Rotate#
Functions for rotating 2D or 3D data around a specified axis/center using spline interpolation.
- splineops.rotate.rotate.rotate(data: ndarray[tuple[int, ...], dtype[_ScalarType_co]], angle: float, axis: Tuple[float, float, float] | None = None, center: Tuple[float, float, float] | None = None, degree: int = 3, mode: str = 'zero') ndarray[tuple[int, ...], dtype[_ScalarType_co]] #
Rotate 2D or 3D data around a specified center using spline interpolation.
- Parameters:
data (ndarray) – 2D or 3D input data array to rotate.
angle (float) – Rotation angle in degrees.
axis (tuple of float, optional) – The axis of rotation for 3D data. Defaults to (0, 0, 1).

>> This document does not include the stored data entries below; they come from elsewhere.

PR #226, opened 2025-03-05
[IMP] util.alter_column_type

KangOl:


src/util/pg.py
```diff
@@ -610,6 +614,15 @@ def remove_column(cr, table, column, cascade=False):
 
 
 def alter_column_type(cr, table, column, type, using=None, where=None, logger=_logger):
+    if where and not using:
```
aj-fuentes, line 617: I think we should add docs to this function to clarify the usage of each parameter. I feel we need something like "`where` is used to restrict the values converted via `using`"...

aj-fuentes: The drop of views should be documented if we add the docs.

aj-fuentes (approved):
LGTM

Docs would be better.

aj-fuentes (approved):

KangOl:
upgradeci retry with always only hr_holidays purchase_requisition

KangOl:
@robodoo rebase-ff r+

PR #229, opened 2025-03-06
[REF] odoo: remove test code from registry and sql_db

Williambraecky:
`Registry.enter_test_mode` has been removed in favor of a method on `BaseCase`.


KangOl:
upgradeci retry with always only base account stock

KangOl (approved):
@robodoo r+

center (tuple of float, optional) – The center of rotation. Defaults to the array center.
degree (int, optional) – B-spline degree (0 to 7). Default is 3.
mode (str, optional) – Boundary handling mode (e.g., “zero”, “mirror”). Default is “zero”.
- Returns:
rotated_data – The data array after rotation.
- Return type:
ndarray
Examples
Rotate a 2D array by 45 degrees:
>>> import numpy as np >>> from splineops.interpolate.rotate import rotate >>> data = np.array([[1, 2], [3, 4]]) >>> rotated_data = rotate(data, angle=45) >>> rotated_data.shape (2, 2)
Rotate a 3D array around a custom axis:
>>> data_3d = np.random.rand(4, 4, 4) >>> rotated_data_3d = rotate(data_3d, angle=30, axis=(1, 0, 0)) >>> rotated_data_3d.shape (4, 4, 4)
See also#
TensorSpline
The base class used internally for spline interpolation.